How to encourage self esteem
- Tell them that you love them.
- Take time to listen to them and talk to them.
- Spend time with them.
- Help them to find the solutions to problems.
- Encourage them to follow their interests.
- Display their work in the home.
- Celebrate their achievements and milestones even small ones.
- Allow your child to choose between two appropriate sets of clothing.
- Allow ample time for the child to dress themselves in the morning.
- Encourage child to carry their own backpack, bag or personal belongings.
- Help them to learn their surname address and phone number.
- Observe the child and become aware of their interests, so that you can provide challenge.
- Be friendly with error and remember that learning happens when a child is able to attempt a new activity with encouragement from adults.
- When dealing with errors in grammar, no need to correct but one may repeat the sentence correctly to avoid humiliation for the child. It will keep the experience positive rather than having the feeling of being corrected / rebuked.
- Give the child positive feedback and resist saying you did that the wrong way. Correct by setting the good example.
- Remember it is the process of learning that is important not the product.
- Encourage a love of music as music is wonderful to help with stress as a way of relaxation.
- You could give the child access to a saucepan and wooden spoon or other kitchen paraphernalia that are safe.
- Implements that are kept in a special place in the kitchen to be used for percussion, (tapping sticks, tubes etc.)
- Pick your child up and dance with them in the kitchen (if it’s big enough).
- If your lifestyle permits take a child to group music lessons which are fun (Yamaha do them using keyboard) children pick up music skills very quickly if you start at about 4-5 years.

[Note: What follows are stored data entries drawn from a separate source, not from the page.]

PR #203, opened 2019-09-11
Support ptex mesh - step 5: improve the shader and rendering code

bigbike:
## Motivation and Context
As titled.
-) added illumination parameters, gamma, saturation etc.;
-) refactored the PTexMeshShader a bit, moving function implementations to .cpp file;
-) renamed a couple of functions in PTexMeshShader;
-) cached the uniform positions;

## How Has This Been Tested
local built

## Types of changes

## Checklist

### DIFF
--- a/src/esp/assets/PTexMeshData.h
+++ b/src/esp/assets/PTexMeshData.h
@@ -63,13 +63,13 @@ class PTexMeshData : public BaseMesh {
   virtual Magnum::GL::Mesh* getMagnumGLMesh(int submeshID) override;
 
   float exposure() const;
-  void setExposure(const float& val);
+  void setExposure(float val);
 
   float gamma() const;
-  void setGamma(const float& val);
+  void setGamma(float val);
 
   float saturation() const;
-  void setSaturation(const float& val);
+  void setSaturation(float val);
 
  protected:
   void loadMeshData(const std::string& meshFile);
@@ -77,9 +77,14 @@ class PTexMeshData : public BaseMesh {
   float splitSize_ = 0.0f;
   uint32_t tileSize_ = 0;
 
-  // based on ReplicaSDK
+  // initial values are based on ReplicaSDK
+  //! @brief expsure, the amount of light per unit area reaching the image
   float exposure_ = 0.025f;
-  float gamma_ = 1.6969f;
+
+  //! @brief gamma, the exponent applied in the gamma correction
+  float gamma_ = 1.0f / 1.6969f;
+
+  //! @brief saturation, the intensity of a color
   float saturation_ = 1.5f;
 
   std::string atlasFolder_;
--- a/src/esp/assets/PTexMeshData.h
+++ b/src/esp/assets/PTexMeshData.h
@@ -78,7 +78,7 @@ class PTexMeshData : public BaseMesh {
   uint32_t tileSize_ = 0;
 
   // initial values are based on ReplicaSDK
-  //! @brief expsure, the amount of light per unit area reaching the image
+  //! @brief exposure, the amount of light per unit area reaching the image
   float exposure_ = 0.025f;
 
   //! @brief gamma, the exponent applied in the gamma correction
--- a/src/esp/assets/PTexMeshData.h
+++ b/src/esp/assets/PTexMeshData.h
@@ -45,8 +45,6 @@ class PTexMeshData : public BaseMesh {
 
   // ==== geometry ====
   void load(const std::string& meshFile, const std::string& atlasFolder);
-  float exposure() const;
-  void setExposure(const float& val);
   uint32_t tileSize() const { return tileSize_; }
 
   const std::vector<MeshData>& meshes() const;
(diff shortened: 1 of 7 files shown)


bigbike:
This diff is ready to be reviewed. Thanks.

src/esp/assets/PTexMeshData.h
```diff
@@ -64,12 +62,26 @@ class PTexMeshData : public BaseMesh {
...
   virtual Magnum::GL::Mesh* getMagnumGLMesh(int submeshID) override;
 
+  float exposure() const;
+  void setExposure(const float& val);
+
+  float gamma() const;
+  void setGamma(const float& val);
+
+  float saturation() const;
+  void setSaturation(const float& val);
```
mosra: It would be great to add docstrings here, if nothing else at least a note about the inversion of gamma that's done inside.

Or to the shader. Or both.

src/esp/gfx/PTexMeshShader.cpp
```diff
@@ -87,5 +90,38 @@ PTexMeshShader& PTexMeshShader::bindAdjFacesBufferTexture(
...
+
+PTexMeshShader& PTexMeshShader::setAtlasTextureSize(
+    Magnum::GL::Texture2D& texture,
+    uint32_t tileSize) {
+  setUniform(tileSizeUniform_, (int)tileSize);
+
+  // Image size in given mip level 0
+  int mipLevel = 0;
+  int widthEntry = 0;
+  const auto width = texture.imageSize(mipLevel)[widthEntry];
```
mosra: I get that this code was already there and you just moved it, but what about `texture.imageSize(mipLevel).x()`?

src/esp/assets/PTexMeshData.h
```diff
@@ -64,12 +62,26 @@ class PTexMeshData : public BaseMesh {
   virtual void uploadBuffersToGPU(bool forceReload = false) override;
   virtual Magnum::GL::Mesh* getMagnumGLMesh(int submeshID) override;
 
+  float exposure() const;
+  void setExposure(const float& val);
```
mosra: Just `float val`, maybe? The reference doesn't save anything (is actually slower than passing by-value in this case).

Same in the two cases below.

src/esp/assets/PTexMeshData.h
bigbike: OK. I am working on it.

src/esp/gfx/PTexMeshShader.cpp
bigbike: Good suggestion.

src/esp/assets/PTexMeshData.h
bigbike: Definitely you are right. Good catch!

src/esp/gfx/PTexMeshShader.h
```diff
@@ -23,19 +23,51 @@ namespace gfx {
...
+   *! @brief Bind the buffer texture containing the adjacent faces
+   *! @return Reference to self (for method chaining)
+   */
   PTexMeshShader& bindAdjFacesBufferTexture(Magnum::GL::BufferTexture& texture);
 
   // ======== set uniforms ===========
+  /**
+   *! @brief Set modelview and projection matrix to the uniform on GPU
+   *! @return Reference to self (for method chaining)
+   */
```
mosra: Can we maybe decide on a consistent docstring style? :) It's `//!` on some places, #195 uses `/**` and here it's `*!`. (Actually, does Doxygen even understand these without putting exclamation marks to the output? I know only of `/*!`, but not `*!`).

Cc: @aclegg3 @msavva @erikwijmans

bigbike: @mosra :
Are you commenting on the latest version? I did not see exclamation marks on my side (no new version was pushed after your comments).
The docstrings in this diff was following the format in the PrimitiveIDShader.h

bigbike: image

mosra: Uh oh, sorry, GitHub is acting up and showing it like this in the conversation here

image

but when I open the file diff, those are not there anymore. Not sure what's up. Apologies for the noise.

bigbike: @mosra : NO worries! Sometimes GitHub behaves a bit abnormal. I totally understand since I vaguely remembered I had similar experience before.

bigbike:
Please let me know your concerns on this PR. Thanks!

bigbike:
@mosra : do you have more comments on this PR?

src/esp/gfx/PTexMeshShader.cpp
```diff
@@ -87,5 +90,36 @@ PTexMeshShader& PTexMeshShader::bindAdjFacesBufferTexture(
...
+}
+
+PTexMeshShader& PTexMeshShader::setAtlasTextureSize(
+    Magnum::GL::Texture2D& texture,
+    uint32_t tileSize) {
+  setUniform(tileSizeUniform_, (int)tileSize);
+
+  // get image width in given mip level 0
+  int mipLevel = 0;
+  const auto width = texture.imageSize(mipLevel).x();
```
mosra: Since the rendering uses geometry shaders, I assume it's not planned to be running on WebGL, right? (If it would be, the `imageSize()` would be problematic, but otherwise not at all.)

bigbike: @msbaines: May I ask you what our latest plan is on rendering the ptex mesh on WebGL?

bigbike: @mosra : Yeah, the geometry shader is a problem as it is not available in WebGL.

bigbike:
I will merge it to master to unblock myself this afternoon.

src/esp/gfx/PTexMeshShader.cpp
msbaines: I am currently planning on using the vertex color information from the ply mesh but at some point would like to migrate to using the ptex textures. Not sure when. It will depend on whether the vertex color-only is OK. The other issue is that the textures are 100s of MB each so may not be feasible for WebGL.

mosra: Texture size could be fixed by using Basis texture compression (see https://github.com/mosra/magnum-plugins/pull/62, I'm in process of integrating that), ideally the compressed textures being upstreamed back to Replica.

For vertex colors, when I checked how a PLY file looks compared to the textured GLB, it was quite underwhelming :) For human eyes and a 4K screen at least, when rendering tiny images the difference would probably be minimal.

- If the child has a 2nd language spoken in the home, take them to Saturday language school.
- Use everyday activities such as driving to school/day care to play games such as “I Spy” to help children learn their sounds.
- Encourage children to play board games such as Junior Scrabble and Junior Monopoly. They will need a lot of help initially but this will help them to learn to take turns. Board games teach children a range of skills such as counting and word building and are good alternative to watching TV.
- A chalkboard and chalk is an ideal way for children to practice drawing and writing as errors are so easy for them to erase.
- Provide children with a variety of simple toys not an overwhelming number of elaborate expensive ones. Pack things away and rotate them so children can manage to tidy their toys away with very little help.
- Children this age would enjoy puzzles, simple construction toys, simple musical instruments, play dough, plasticine, crayons, country pencils, puppets and books.
- They love to create cubbies using old cardboard boxes, etc. Save old cardboard boxes for creative activities and such.